ABOUT THIS EXERCISE.
Every entry has to be output exactly, with none skipped.
(DATA FOR THIS EXERCISE Opens)
PR #2526, opened 2021-03-30
Stop overwriting CMAKE_CXX_COMPILER

ClaytonCalabrese:
The second part of this PR is to find the scoreboard builds that need to have CMAKE_CXX_COMPILER set to something besides the default.

This PR exists because we are overwriting CMAKE_CXX_COMPILER with OPENDDS_COMPILER, which causes failures like:

[Details] CMake Error at C:/tao_builds/jenkins/workspace/dds_doc_vs2019_d1o0/OpenDDS/cmake/api_macros.cmake:206 (message):
[Details] CMake Error at C:/tao_builds/jenkins/workspace/dds_doc_vs2019_d1o0/OpenDDS/cmake/api_macros.cmake:206 (message):
[Details] MSBUILD : error MSB1009: Project file does not exist.
[Details] MSBUILD : error MSB1009: Project file does not exist.


iguessthislldo:
There is a GHA path exclude rule I wrote that's keeping this from building:

https://github.com/objectcomputing/OpenDDS/blob/b5e19781ae387c295c15cef323248f31df763816/.github/workflows/build_and_test.yml#L55

I didn't think of CMake files being `.txt` files when I wrote it. Could you remove line that and the other `'!**.txt'` line from the excludes?

https://github.com/objectcomputing/OpenDDS/blob/b5e19781ae387c295c15cef323248f31df763816/.github/workflows/build_and_test.yml#L28

iguessthislldo:
`CMAKE_CXX_COMPILER` should be set when the compiler we used to build OpenDDS wasn't the system compiler.

Here for example:

https://github.com/objectcomputing/OpenDDS/blob/9941a92fd5425cd31483673ca0332f93f723766e/.github/workflows/build_and_test.yml#L1361-L1363

we're using `clang++`, so `CMAKE_CXX_COMPILER` should be set to that.

Also I noticed that when we're trying to use a gcc that's not the system compiler we're setting `gcc` to the version we installed, but not `g++`, so it's building with the `g++` system compiler:

https://github.com/objectcomputing/OpenDDS/blob/9941a92fd5425cd31483673ca0332f93f723766e/.github/workflows/build_and_test.yml#L1799-L1804

.github/workflows/build_and_test.yml
```diff
@@ -1838,7 +1838,7 @@ jobs:
       if: steps.cache-artifact.outputs.cache-hit != 'true'
       run: |
         cd OpenDDS
-        ./configure --compiler=g++ --no-debug --features=uses_wchar=1 --std=c++03 --tests --ace=$GITHUB_WORKSPACE/OpenDDS/ACE_TAO/ACE --mpc=$GITHUB_WORKSPACE/MPC
+        ./configure --compiler=gcc --no-debug --features=uses_wchar=1 --std=c++03 --tests --ace=$GITHUB_WORKSPACE/OpenDDS/ACE_TAO/ACE --mpc=$GITHUB_WORKSPACE/MPC
```
iguessthislldo, line 1841: `gcc` is a C compiler, so I think this will break the build. What I meant was that the `update-alternatives` command should be changed to `g++`, but I guess I didn't make that clear.

iguessthislldo (changes requested):

.github/workflows/build_and_test.yml
mitza-oci: Why do we need `update-alternatives`?

iguessthislldo: I don't know if we do. I was just trying to work with what's already here. I'm guessing @simpsont-oci had a reason for using it?

simpsont-oci: Wasn't me! Then again, I didn't make any of the jobs that use non-default compilers (except ASAN, but that's still just the default version of clang).

iguessthislldo: Sorry, I assumed since it was here and seemed like like frequent pattern, you wrote it. Looking at the actual git history I see now that Clayton added them.

ClaytonCalabrese: I'm not sure what the objection to update-alternatives is? I am using it to specify which version of gcc/g++/clang I want to be used for the build.  Doing prints of gcc --version or g++ --version show that it is using the one I specified.

mitza-oci: CI testing should ensure that however the user specifies the compiler, the combination of `configure` and CMake needs to handle it.  In order to test that this works, the test cases should be more than just the system's default compiler

This seems to be outside the scope of the current PR so maybe just note it and move on.

.github/workflows/build_and_test.yml
```diff
@@ -1840,7 +1838,7 @@ jobs:
...
```
mitza-oci, line 1841:
```suggestion
        ./configure --no-debug --features=uses_wchar=1 --std=c++03 --tests --ace=$GITHUB_WORKSPACE/OpenDDS/ACE_TAO/ACE --mpc=$GITHUB_WORKSPACE/MPC
```

.github/workflows/build_and_test.yml
```diff
@@ -1912,7 +1910,7 @@ jobs:
     - name: configure OpenDDS
       run: |
         cd OpenDDS
-        ./configure --compiler=g++ --no-debug --features=uses_wchar=1 --std=c++03 --tests --rapidjson --ace=$GITHUB_WORKSPACE/ACE_TAO/ACE --mpc=$GITHUB_WORKSPACE/MPC
+        ./configure --compiler=gcc --no-debug --features=uses_wchar=1 --std=c++03 --tests --rapidjson --ace=$GITHUB_WORKSPACE/ACE_TAO/ACE --mpc=$GITHUB_WORKSPACE/MPC
```
mitza-oci, line 1913:
```suggestion
        ./configure --no-debug --features=uses_wchar=1 --std=c++03 --tests --rapidjson --ace=$GITHUB_WORKSPACE/ACE_TAO/ACE --mpc=$GITHUB_WORKSPACE/MPC
```

mitza-oci: apply to all of these - no reason to give `configure` a command line option which is also the default

DevGuideExamples/DCPS/Messenger/CMakeLists.txt
```diff
@@ -3,8 +3,6 @@ cmake_minimum_required(VERSION 3.8.2)
 
 find_package(OpenDDS REQUIRED)
 
-set(CMAKE_CXX_COMPILER ${OPENDDS_COMPILER})
```
mitza-oci, line 6: To make this work for systems that don't use the default compiler, the script that invokes `cmake` needs to pass `-DCMAKE_CXX_COMPILER=<something>`.

mitza-oci (changes requested):

.github/workflows/build_and_test.yml
iguessthislldo: Another con of `update-alternatives`, at least in Ubuntu 18.04, is that `CMAKE_CXX_COMPILER` is `/usr/bin/c++` by default, which would have to be to set in `update-alternatives`. We could make `update-alternatives` work by setting `c++` and `g++`/`clang++`, but it'd be more complicated than just passing `clang++-X` or `g++-X` to `configure` and `cmake`.

.github/workflows/build_and_test.yml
(DATA FOR THIS EXERCISE Closes)
COMPLETED TASK.
PR #2526, opened 2021-03-30
Stop overwriting CMAKE_CXX_COMPILER

ClaytonCalabrese:
The second part of this PR is to find the scoreboard builds that need to have CMAKE_CXX_COMPILER set to something besides the default.

This PR exists because we are overwriting CMAKE_CXX_COMPILER with OPENDDS_COMPILER, which causes failures like:

[Details] CMake Error at C:/tao_builds/jenkins/workspace/dds_doc_vs2019_d1o0/OpenDDS/cmake/api_macros.cmake:206 (message):
[Details] CMake Error at C:/tao_builds/jenkins/workspace/dds_doc_vs2019_d1o0/OpenDDS/cmake/api_macros.cmake:206 (message):
[Details] MSBUILD : error MSB1009: Project file does not exist.
[Details] MSBUILD : error MSB1009: Project file does not exist.


iguessthislldo:
There is a GHA path exclude rule I wrote that's keeping this from building:

https://github.com/objectcomputing/OpenDDS/blob/b5e19781ae387c295c15cef323248f31df763816/.github/workflows/build_and_test.yml#L55

I didn't think of CMake files being `.txt` files when I wrote it. Could you remove line that and the other `'!**.txt'` line from the excludes?

https://github.com/objectcomputing/OpenDDS/blob/b5e19781ae387c295c15cef323248f31df763816/.github/workflows/build_and_test.yml#L28

iguessthislldo:
`CMAKE_CXX_COMPILER` should be set when the compiler we used to build OpenDDS wasn't the system compiler.

Here for example:

https://github.com/objectcomputing/OpenDDS/blob/9941a92fd5425cd31483673ca0332f93f723766e/.github/workflows/build_and_test.yml#L1361-L1363

we're using `clang++`, so `CMAKE_CXX_COMPILER` should be set to that.

Also I noticed that when we're trying to use a gcc that's not the system compiler we're setting `gcc` to the version we installed, but not `g++`, so it's building with the `g++` system compiler:

https://github.com/objectcomputing/OpenDDS/blob/9941a92fd5425cd31483673ca0332f93f723766e/.github/workflows/build_and_test.yml#L1799-L1804

.github/workflows/build_and_test.yml
```diff
@@ -1838,7 +1838,7 @@ jobs:
       if: steps.cache-artifact.outputs.cache-hit != 'true'
       run: |
         cd OpenDDS
-        ./configure --compiler=g++ --no-debug --features=uses_wchar=1 --std=c++03 --tests --ace=$GITHUB_WORKSPACE/OpenDDS/ACE_TAO/ACE --mpc=$GITHUB_WORKSPACE/MPC
+        ./configure --compiler=gcc --no-debug --features=uses_wchar=1 --std=c++03 --tests --ace=$GITHUB_WORKSPACE/OpenDDS/ACE_TAO/ACE --mpc=$GITHUB_WORKSPACE/MPC
```
iguessthislldo, line 1841: `gcc` is a C compiler, so I think this will break the build. What I meant was that the `update-alternatives` command should be changed to `g++`, but I guess I didn't make that clear.

iguessthislldo (changes requested):

.github/workflows/build_and_test.yml
mitza-oci: Why do we need `update-alternatives`?

iguessthislldo: I don't know if we do. I was just trying to work with what's already here. I'm guessing @simpsont-oci had a reason for using it?

simpsont-oci: Wasn't me! Then again, I didn't make any of the jobs that use non-default compilers (except ASAN, but that's still just the default version of clang).

iguessthislldo: Sorry, I assumed since it was here and seemed like like frequent pattern, you wrote it. Looking at the actual git history I see now that Clayton added them.

ClaytonCalabrese: I'm not sure what the objection to update-alternatives is? I am using it to specify which version of gcc/g++/clang I want to be used for the build.  Doing prints of gcc --version or g++ --version show that it is using the one I specified.

mitza-oci: CI testing should ensure that however the user specifies the compiler, the combination of `configure` and CMake needs to handle it.  In order to test that this works, the test cases should be more than just the system's default compiler

This seems to be outside the scope of the current PR so maybe just note it and move on.

.github/workflows/build_and_test.yml
```diff
@@ -1840,7 +1838,7 @@ jobs:
...
```
mitza-oci, line 1841:
```suggestion
        ./configure --no-debug --features=uses_wchar=1 --std=c++03 --tests --ace=$GITHUB_WORKSPACE/OpenDDS/ACE_TAO/ACE --mpc=$GITHUB_WORKSPACE/MPC
```

.github/workflows/build_and_test.yml
```diff
@@ -1912,7 +1910,7 @@ jobs:
     - name: configure OpenDDS
       run: |
         cd OpenDDS
-        ./configure --compiler=g++ --no-debug --features=uses_wchar=1 --std=c++03 --tests --rapidjson --ace=$GITHUB_WORKSPACE/ACE_TAO/ACE --mpc=$GITHUB_WORKSPACE/MPC
+        ./configure --compiler=gcc --no-debug --features=uses_wchar=1 --std=c++03 --tests --rapidjson --ace=$GITHUB_WORKSPACE/ACE_TAO/ACE --mpc=$GITHUB_WORKSPACE/MPC
```
mitza-oci, line 1913:
```suggestion
        ./configure --no-debug --features=uses_wchar=1 --std=c++03 --tests --rapidjson --ace=$GITHUB_WORKSPACE/ACE_TAO/ACE --mpc=$GITHUB_WORKSPACE/MPC
```

mitza-oci: apply to all of these - no reason to give `configure` a command line option which is also the default

DevGuideExamples/DCPS/Messenger/CMakeLists.txt
```diff
@@ -3,8 +3,6 @@ cmake_minimum_required(VERSION 3.8.2)
 
 find_package(OpenDDS REQUIRED)
 
-set(CMAKE_CXX_COMPILER ${OPENDDS_COMPILER})
```
mitza-oci, line 6: To make this work for systems that don't use the default compiler, the script that invokes `cmake` needs to pass `-DCMAKE_CXX_COMPILER=<something>`.

mitza-oci (changes requested):

.github/workflows/build_and_test.yml
iguessthislldo: Another con of `update-alternatives`, at least in Ubuntu 18.04, is that `CMAKE_CXX_COMPILER` is `/usr/bin/c++` by default, which would have to be to set in `update-alternatives`. We could make `update-alternatives` work by setting `c++` and `g++`/`clang++`, but it'd be more complicated than just passing `clang++-X` or `g++-X` to `configure` and `cmake`.

.github/workflows/build_and_test.yml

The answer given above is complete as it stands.